I unrolled mine when it came so it could relax then I got some foamcore board and those corner thingys that stick and let you slide whatever you want into them. I used that to mount it and threw plastic on it to keep it safe and then it was displayed on a stand. 

Post # 7
6572 posts
Bee Keeper
  • Wedding: February 2010

We had ours framed right when we got it. Right before we signed we cut the back of the frame and took it out, signed it (it made it easier being matted), and put it right back in the frame. The guy who framed it sealed it back up for us for free after the wedding. We didn’t want to risk anything happening to it.

Post # 8
1137 posts
Bumble bee
  • Wedding: September 2010

We had ours matted at Michaels but not framed. We actually carried it to the venue covered in kitchen garbage bag! We signed it during the Ketubah ceremony in our hotel room, and the Rabbi took it with him to the ceremony space and put it under the chuppah before we walked in. After the ceremony, we propped it up on our memory table.

Post # 9
2580 posts
Sugar bee
  • Wedding: November 1999

Our rabbi recommended we ship it to the synagogue where we’re getting married so they can check it and get it set up for us, but I suppose that depends on where you’re getting married. I liked this solution, though, because it’s one less thing for us to deal with the day of the wedding!

Post # 11
6572 posts
Bee Keeper
  • Wedding: February 2010

@hesmywatermelon: I love our Ketubah! It was pretty pricey even without changing the text so I understand where you’re coming from. It was above our budget but I loved it so much, and figured it will be with us the rest of our lives so totally worth it.

Post # 12
3316 posts
Sugar bee
  • Wedding: October 2009

We were told to take ours out of the tube, put it between two pieces of acid-free foamcore, and put books on top to weight it down.  This got the ketubah so it would lie flat, since you really wouldn’t want it to curl up when you were trying to sign it.
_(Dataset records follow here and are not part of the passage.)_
PR #29679, opened 2026-05-04
fix(core): Add timeout to external secrets provider refresh

alielkhateeb:
## Summary

https://www.loom.com/share/50d1b99ee6fb464783fafa67dbe05ec3

An unresponsive external secrets provider (e.g. Vault, AWS Secrets Manager) could cause `provider.update()` to hang indefinitely, blocking instance startup and periodic refresh cycles.

This PR wraps each provider refresh in a `Promise.race` against a 20-second timeout. If the provider does not respond within that window, the refresh is aborted with an `OperationalError` and the error is logged — the instance continues normally instead of hanging.

**How to test:**
1. Configure an external secrets store that is unreachable or slow to respond.
2. Start the n8n instance and verify it starts up within the timeout window rather than hanging indefinitely.
3. Check logs for the timeout error message on the affected provider.

***OR test the failure/timeout with:***
1. Replicate a never-ending promise with `await new Promise(() => {});`
2. Start the n8n instance

https://linear.app/n8n/issue/LIGO-522

## Review / Merge checklist

- [x] Tests included.

🤖 PR Summary generated by AI

### DIFF
--- a/packages/cli/src/modules/external-secrets.ee/constants.ts
+++ b/packages/cli/src/modules/external-secrets.ee/constants.ts
@@ -3,8 +3,7 @@ import type { INodeProperties } from 'n8n-workflow';
 export const EXTERNAL_SECRETS_DB_KEY = 'feature.externalSecrets';
 export const EXTERNAL_SECRETS_INITIAL_BACKOFF = 10 * 1000;
 export const EXTERNAL_SECRETS_MAX_BACKOFF = 5 * 60 * 1000;
-/** Max wait for a single provider refresh (startup and periodic refresh) */
-export const EXTERNAL_SECRETS_REFRESH_TIMEOUT_MS = 120 * 1000;
+export const EXTERNAL_SECRETS_REFRESH_TIMEOUT_MS = 20_000;
 
 export const DOCS_HELP_NOTICE: INodeProperties = {
 	displayName:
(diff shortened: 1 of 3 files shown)


sandra0503 (approved):

packages/cli/src/modules/external-secrets.ee/constants.ts
```diff
@@ -3,6 +3,7 @@ import type { INodeProperties } from 'n8n-workflow';
 export const EXTERNAL_SECRETS_DB_KEY = 'feature.externalSecrets';
 export const EXTERNAL_SECRETS_INITIAL_BACKOFF = 10 * 1000;
 export const EXTERNAL_SECRETS_MAX_BACKOFF = 5 * 60 * 1000;
+export const EXTERNAL_SECRETS_REFRESH_TIMEOUT_MS = 20_000;
```
konstantintieber, line 6: What was the rationale for the 20 second value?
One thing to note about our hashicorp provider: that one creates hundreds of http requests on refresh (iirc it's one per secret).
I don't have any data on how long this takes.

alielkhateeb: I have created dummy secrets in vault (900+) and tested the timeout, vault secrets were all loaded and GCP (Hanging) kept trying for 20 seconds, I did 30 seconds first then I thought it's too long, because you have to wait until it's over before you can actually access your instance.

image

konstantintieber: Nice 👍

PR #29681, opened 2026-05-04
fix(MCP Client Node): Surface errors as node failures in new node versions

michael-radency:
## Summary

The MCP Client node and the MCP Client Tool node were ignoring the `isError: true` flag in MCP tool call responses. When an upstream MCP server returned a tool-level error per the MCP spec (`{ isError: true, content: [...] }`), n8n treated it as a successful execution — the node stayed green and the error content was silently passed through as output data.

**Fix:** Both nodes now check `result.isError` after each tool call and throw a `NodeOperationError` with the error message from the response content. This turns the node red with the error surfaced, and respects "Continue On Fail (using error output)" if enabled.

**Versioning:** The fix is applied only to new node versions to avoid breaking existing workflows:
- **MCP Client** node: fixed in v1.1 (new default), v1 keeps legacy behaviour
- **MCP Client Tool** node: fixed in v1.3 (new default), v1/1.1/1.2 keep legacy behaviour

**To test:**
1. Set up an MCP server that returns error
2. Drop a fresh **MCP Client** node (v1.1) or **MCP Client Tool** node (v1.3) → execute → node should turn red with "boom" as the error message
3. Enable "Continue On Fail (using error output)" → node should stay green and emit the error message as output
4. Downgrade to v1 / v1.2 → node should stay green (legacy behaviour preserved)

https://linear.app/n8n/issue/NODE-4952/mcp-node-mcp-client-node-ignores-iserror-true-from-mcp-server-treats

## Review / Merge checklist

- [ ] Tests included. 


ShireenMissi (dismissed):
The code looks good, I tested locally and it works as expected, the only test case that didn't work is when MCP client tool 1.3 errors and the agent is sat to continue on fail the workflow flow still errors 

Image

also there are some conflicts with mater to resolve before merging

michael-radency:
> The code looks good, I tested locally and it works as expected, the only test case that didn't work is when MCP client tool 1.3 errors and the agent is sat to continue on fail the workflow flow still errors
> Image
> 
> also there are some conflicts with mater to resolve before merging

I now somewhat confused, but this seems to be aligned with other tools
image
image
image

alexander-gekov (approved):
Works as expected! (Tool Continue on Fail support to be addressed in separate PR)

After that, you can just sign it and frame it later.  However, if you do that, a) you can’t really display it at the wedding, b) you have to be careful while transporting it to avoid damage, and c) if you are matting it before framing, you run the risk of having a signature in an area that will end up covered by matting.  What we did instead was to get it matted and framed, all except for adding the glass in the front and adding the hardware to hang it with at the back.  We displayed it on an easel for the ceremony (before and after it was signed) and reception, then had the framers add the missing bits of the frame.

We also ended up going way over budget.  Our problem was that very few artists even have a text for a same-sex female couple.  The plural relating to the couple is always masculine, which ironically makes the ketubah much easier for a same-sex male couple.  We found one text that would work for us, but it did not come with artwork that worked for us.  We finally ended up getting permission of the author of the text to use it on our ketubah, then paying the ketubah artist to do a custom text.  We, too, felt that it was better to go over budget to get the ketubah we loved than to settle for something else, because the ketubah will be on our walls for the rest of our lives.